(Data items)
PR #212, opened 2020-01-28
Update GitHub Actions with Dependabot

thewilkybarkid:
Adds GitHub Actions to the Dependabot, so pinned actions can be used. Also allows us to be notified of new major versions (eg [`actions/checkout@v2`](https://github.com/actions/checkout/releases/tag/v2.0.0)).

In draft as it's [not in the documentation](https://dependabot.com/docs/config-file/), but does pass the validator.


thewilkybarkid:
Ah, found https://github.com/dependabot/dependabot-core/issues/1461 suggests that it won't work yet.

.github/workflows/ci.yml
```diff
@@ -17,7 +17,7 @@ jobs:
     runs-on: ubuntu-latest
 
     steps:
-      - uses: actions/checkout@v1
+      - uses: actions/checkout@v1.2.0
```
thewilkybarkid, line 20: Will extract these changes.

PR #214, opened 2020-01-28
Add data factory and dataset quad type

thewilkybarkid:
Recent changes in `@types/rdf-js` allow a quad type on data factories, this adds support (and for datasets too).


giorgiosironi (approved):
I guess this makes the return types of the factory stricter (there's some Quad substituted for the BaseQuad default here) which means fewer possibilities to assign the wrong thing e.g have a [BlankNode as a Predicate](https://github.com/DefinitelyTyped/DefinitelyTyped/blob/master/types/rdf-js/index.d.ts#L154) would be forbidden. Everything seems to compile

PR #250, opened 2020-02-20
Make unhandled rejections fail

thewilkybarkid:
By default Node just emits a warning if there is an unhandled promise rejection. If something like https://github.com/libero/article-store/blob/003d90db13fc993861195c811ce9be46c22871a6/src/tools/initdb.ts#L5-L7 fails the process doesn't exit with an error code. This enables strict mode, so the error is thrown as expected.


thewilkybarkid:
Can be reproduced by removing https://github.com/libero/article-store/blob/003d90db13fc993861195c811ce9be46c22871a6/Makefile#L41 and running `make dev`.

giorgiosironi:
Reproduced the fix:
```
> ts-node ./src/tools/initdb

Error: getaddrinfo ENOTFOUND db
    at GetAddrInfoReqWrap.onlookup [as oncomplete] (dns.js:64:26)
npm ERR! code ELIFECYCLE
npm ERR! errno 1
npm ERR! @ initdb:dev: `ts-node ./src/tools/initdb`
npm ERR! Exit status 1
npm ERR! 
npm ERR! Failed at the @ initdb:dev script.
```

giorgiosironi (approved):

PR #253, opened 2020-02-21
Use type imports

thewilkybarkid:
TypeScript 3.8 introduced type-only imports.

Not sure if this is all the cases, and not sure what should happen with ordering (keep the same order or separate them?).


src/app.ts
```diff
@@ -1,8 +1,8 @@
 import cors from '@koa/cors';
-import Router, { RouterContext } from '@koa/router';
+import type Router from '@koa/router';
```
thewilkybarkid, line 2: > If you’ve used Flow before, the syntax is fairly similar. One difference is that we’ve added a few restrictions to avoid code that might appear ambiguous.

This is a bit annoying.

tsconfig.json
```diff
@@ -4,7 +4,8 @@
     "module": "commonjs",
     "outDir": "build",
     "strict": true,
-    "esModuleInterop": true
+    "esModuleInterop": true,
+    "importsNotUsedAsValues": "error"
```
thewilkybarkid, line 8: Better if the linter could fix these, refs https://github.com/typescript-eslint/typescript-eslint/issues/1436#issuecomment-589504369.

PR #254, opened 2020-02-21
Use ECMAScript Modules rather than CommonJS

thewilkybarkid:
As the target is Node only, ES modules can be used. This produces more concise, readable, and native, imports.

### DIFF
--- a/tsconfig.json
+++ b/tsconfig.json
@@ -1,7 +1,8 @@
 {
   "compilerOptions": {
     "target": "es2019",
-    "module": "commonjs",
+    "module": "esnext",
+    "moduleResolution": "node",
     "outDir": "build",
     "strict": true,
     "esModuleInterop": true


thewilkybarkid:
For interest, build of `app.ts` has changed from

thewilkybarkid:
For interest, built `app.js` has changed from:

```js
"use strict";
var __importDefault = (this && this.__importDefault) || function (mod) {
    return (mod && mod.__esModule) ? mod : { "default": mod };
};
Object.defineProperty(exports, "__esModule", { value: true });
const cors_1 = __importDefault(require("@koa/cors"));
const koa_1 = __importDefault(require("koa"));
const koa_logger_1 = __importDefault(require("koa-logger"));
const api_documentation_link_1 = __importDefault(require("./middleware/api-documentation-link"));
const data_factory_1 = __importDefault(require("./middleware/data-factory"));
const dataset_1 = __importDefault(require("./middleware/dataset"));
const empty_response_1 = __importDefault(require("./middleware/empty-response"));
const error_handler_1 = __importDefault(require("./middleware/error-handler"));
const jsonld_1 = __importDefault(require("./middleware/jsonld"));
const routing_1 = __importDefault(require("./middleware/routing"));
const namespaces_1 = __importDefault(require("./namespaces"));
```

to

```js
import cors from '@koa/cors';
import Koa from 'koa';
import logger from 'koa-logger';
import apiDocumentationLink from './middleware/api-documentation-link';
import setDataFactory from './middleware/data-factory';
import addDatasets from './middleware/dataset';
import emptyResponse from './middleware/empty-response';
import jsonld from './middleware/jsonld';
import namespaces from './namespaces';
```

Which is the same as https://github.com/libero/article-store/blob/9e9e5d74d284e959abf917f9326512aa1c5a48a2/src/app.ts#L1-L13 without the type-only imports.

tsconfig.json
```diff
@@ -1,7 +1,8 @@
 {
   "compilerOptions": {
     "target": "es2019",
-    "module": "commonjs",
+    "module": "esnext",
```
thewilkybarkid, line 4: `es2020` works too...

thewilkybarkid: https://stackoverflow.com/a/59787575/77199 suggests that `target` should remain `es2019` but can add `"lib": ["es2020"]`.

thewilkybarkid:
Hmm, what should I be doing on a standalone script?

stephenwf:
if you add `export {}` I think it will treat it as a module.

thewilkybarkid:
Hmm, it isn't a module though... (ie it's not something you would `import`)

stephenwf:
Hmm, maybe it needs the `.mjs` to pick it up

thewilkybarkid:
This is where I get very frustrated with the JS world. 😅

Need to have a proper look at https://github.com/microsoft/TypeScript/issues/18442#issuecomment-581738714.

stephenwf:
Here's hoping [deno](https://github.com/denoland/deno) picks up traction!

thewilkybarkid:
Can't get anything to work. 😕

stephenwf:
@thewilkybarkid I think you've got 3 options. 

* Make it a module (even though it's not) and let Node pick it up as a ES module.
* Switch `import { a, b, c } from './blah'`; to `const {a, b, c} = await import('blah')` which can be run from both ES and CJS modules. 
* Add a package.json to the tools folder with `"type": "module"` and any other overrides you need for the file.

CJS modules are synchronous, so every `require()` [blocks while it loads](https://github.com/nodejs/node/blob/master/lib/internal/modules/cjs/loader.js#L1223), meaning they can be run without awaiting and always in the known order. Whereas an ESM module is always [asynchronously](https://github.com/nodejs/node/blob/master/lib/internal/modules/esm/loader.js#L165) loaded. So ESM modules can load other ESM modules at the top level (sort of mimicking top level await.) but CJS modules _need_ to await them, since they cannot be `await`-ed when imported by another module, since CJS assumes that you _will_ always get a module immediately. Since Node _needs_ to assign your top level script as either CJS or MJS it requires the extension or it needs to find a module – or be guided by one of the overrides. 

Hope that helps!

thewilkybarkid:
Going to close as I've never been able to get this working.

PR #766, opened 2022-08-22
Bump Golang to 1.19

gandarez:


alanhamlett:
What do we gain and what do we lose from this upgrade? From Go 1.8 release notes, it looks like we [lose OS X 10.8 support](https://go.dev/doc/go1.8#ports) but I don't see that mentioned in [Go 1.9 release notes](https://go.dev/doc/go1.9#ports).

gandarez:
@alanhamlett here's a summary what has been improved in v1.19

https://www.sobyte.net/post/2022-06/go-1-19/

alanhamlett:
Main thing in worried about is dropping support for older operating systems, but looks like nothing changed there in this release.

alanhamlett (approved):

PR #771, opened 2022-09-08
Use host ip address when dns fails

gandarez:
This PR replaces the cloudfare DNS by WakaTime API ip address when DNS fails to resolve it.

### DIFF
--- a/pkg/api/api.go
+++ b/pkg/api/api.go
@@ -2,8 +2,10 @@ package api
 
 import (
 	"errors"
+	"fmt"
 	"net"
 	"net/http"
+	"strings"
 
 	"github.com/wakatime/wakatime-cli/pkg/log"
 )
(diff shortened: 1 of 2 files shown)


pkg/api/api.go
```diff
@@ -75,3 +83,17 @@ func (c *Client) Do(req *http.Request) (*http.Response, error) {
 
 	return resp, nil
 }
+
+func isLocalIPv6() bool {
+	conn, err := net.Dial("udp", "8.8.8.8:80")
```
alanhamlett: Let's use `baseIPAddrv4` instead of `8.8.8.8` since the actual IP doesn't matter.

alanhamlett:
One last thing, do we need to prevent using the baseIPAddr when a custom `api_url` is defined by the user?

gandarez:
> One last thing, do we need to prevent using the baseIPAddr when a custom `api_url` is defined by the user?

Yes it should avoid overwriting host address.

alanhamlett:
Getting an SSL cert error when testing locally. Looks like we need to disable the Host verification part of cert verification only when overwriting the host with IP:

```
{"caller":"pkg/api/api.go:83","func":"api.(*Client)","level":"warning","message":"dns error, it will retry with host ip address '143.244.210.202'","now":"2022-09-08T23:45:19+02:00","version":"<local-build>"}
{"caller":"cmd/run.go:270","func":"cmd.runCmd","level":"error","message":"failed to run command: today fetch failed: failed fetching today from api: failed to make request to \"https://api.wakatime.com/api/v1/users/current/statusbar/today\": Get \"https://143.244.210.202/api/v1/users/current/statusbar/today\": x509: cannot validate certificate for 143.244.210.202 because it doesn't contain any IP SANs","now":"2022-09-08T23:45:30+02:00","version":"<local-build>"}
```

alanhamlett (approved):

PR #788, opened 2022-11-12
Ensure saving offline heartbeats finish before main thread exit

gandarez:
This PR adds a channel to the goroutine to make sure it finishes before main thread exit.


alanhamlett (approved):
Can we unit test this?

gandarez:
It's being tested with `TestSendHeartbeats_ExtraHeartbeats` in integration tests.

alanhamlett:
It's not fully tested because `TestSendHeartbeats_ExtraHeartbeats` was passing before this change. It's best when fixing bugs like this to have a new test that fails without the fix, and passes with the fix.

PR #797, opened 2022-12-29
More lax extra heartbeats parsing

alanhamlett:
Was seeing a lot of these error messages, meaning the JSON was probably valid but being discarded so we lost extra heartbeats:

```
{"caller":"cmd/params/params.go:395","func":"params.LoadHeartbeatParams","level":"error","message":"failed to read extra heartbeats: failed to read data from stdin: EOF","now":"2022-12-03T21:47:03+01:00","os/arch":"darwin/amd64","version":"v1.60.1"}
```

We should continue trying to parse the JSON even when `in.ReadString('\n')` returns an error because it still could return valid JSON data.


gandarez (approved):
👍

### [TASK DESCRIPTION]
A single number is the answer here: how many lines above carry the string "could"?

### [RESPONSE TO THE EXERCISE]
2